If I understand correctly, when you increment the Program Counter (PC), it needs to be increased by four bytes because all instructions are 32 bits, correct?
What confuses me is that I thought the 'Shift Left 1' operation needed to be 'Shift Left 2.' I then realized that the RISC-V ISA has an extension that supports 16-bit instructions. In that case, it makes sense to multiply the immediate value by two ('Shift Left 1'). However, now it doesn't seem logical to increment the PC by four bytes.
I don't understand, does the assembler automatically handle this? If so how? I have attached the RISC-V architecture for reference.
why add 4 bytes with no branch but shift by one when branch?
Simple answer is that is how the ISA defines things; however the motivation is for all RISC V instruction sets to be compatible with variable-sized instruction capabilities.
The encodings for RISC V allow for 32-bit, 16-bit, and larger in increments of 16 bits.

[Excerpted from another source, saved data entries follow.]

PR #1561, opened 2025-06-23
Feat/s20 seed data

andy-mair121:
## Describe your changes

Add S20 lpaq seed data and a range of cases at different states

### DIFF
--- a/appeals/api/src/database/seed/data-test.js
+++ b/appeals/api/src/database/seed/data-test.js
@@ -254,12 +254,6 @@ const newS78Appeals = [
 		assignCaseOfficer: false,
 		agent: false
 	}),
-	appealFactory({ typeShorthand: APPEAL_CASE_TYPE.Y, assignCaseOfficer: false }),
-	appealFactory({
-		typeShorthand: APPEAL_CASE_TYPE.Y,
-		siteAddressList: addressListForTrainers,
-		assignCaseOfficer: false
-	}),
 	appealFactory({
 		typeShorthand: APPEAL_CASE_TYPE.W,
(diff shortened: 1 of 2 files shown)


appeals/api/src/database/seed/data-test.js
```diff
@@ -515,6 +509,49 @@ const newS78Appeals = [
...
+		assignCaseOfficer: false
+	}),
+	appealFactory({
+		typeShorthand: APPEAL_CASE_TYPE.Y,
+		status: { status: APPEAL_CASE_STATUS.VALIDATION, createdAt: getPastDate({ days: 5 }) },
+		lpaQuestionnaire: true,
+		assignCaseOfficer: true,
+		agent: false
+	}),
+	appealFactory({
```
toyin-pins, line 526: We should have a case that's in lpaq status but NOT received the lpaq yet.

appeals/api/src/database/seed/data-test.js
```diff
@@ -515,6 +509,49 @@ const newS78Appeals = [
...
+		typeShorthand: APPEAL_CASE_TYPE.Y,
+		status: { status: APPEAL_CASE_STATUS.FINAL_COMMENTS, createdAt: getPastDate({ months: 10 }) },
+		lpaQuestionnaire: true,
+		startedAt: getPastDate({ months: 6 }),
+		validAt: getPastDate({ months: 10 }),
+		assignCaseOfficer: false,
+		agent: true
```
toyin-pins, line 551: think we could also have a couple more cases with agents

toyin-pins (changes requested):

Because of this, branch offsets are encoded × 2 (instead of × 4 as is done on MIPS, which also has 4 byte instructions).
While this means that the range/reach of a branch instruction is reduced (for no benefit on processors that only support 32-bit instructions), the advantage is in tooling and binary machine code compatibility with processors that do support instruction sizes beyond 32 bits.
Currently, there is only one non-32-bit specification, RVC, aka the compressed instruction set profile, which defines 16-bit instructions, and can be added to base RV32 or RV64, meaning such processors have both 32-bit and 16-bit instructions.
FYI, RVC appears quite popular, it seems to me; compilers like GCC (example on Godbolt) default to targeting a RISC-V supporting them. But for students looking at CPU internals for the first time, simpler is better, keeping only the complexity necessary to have a CPU at all, then to pipeline it.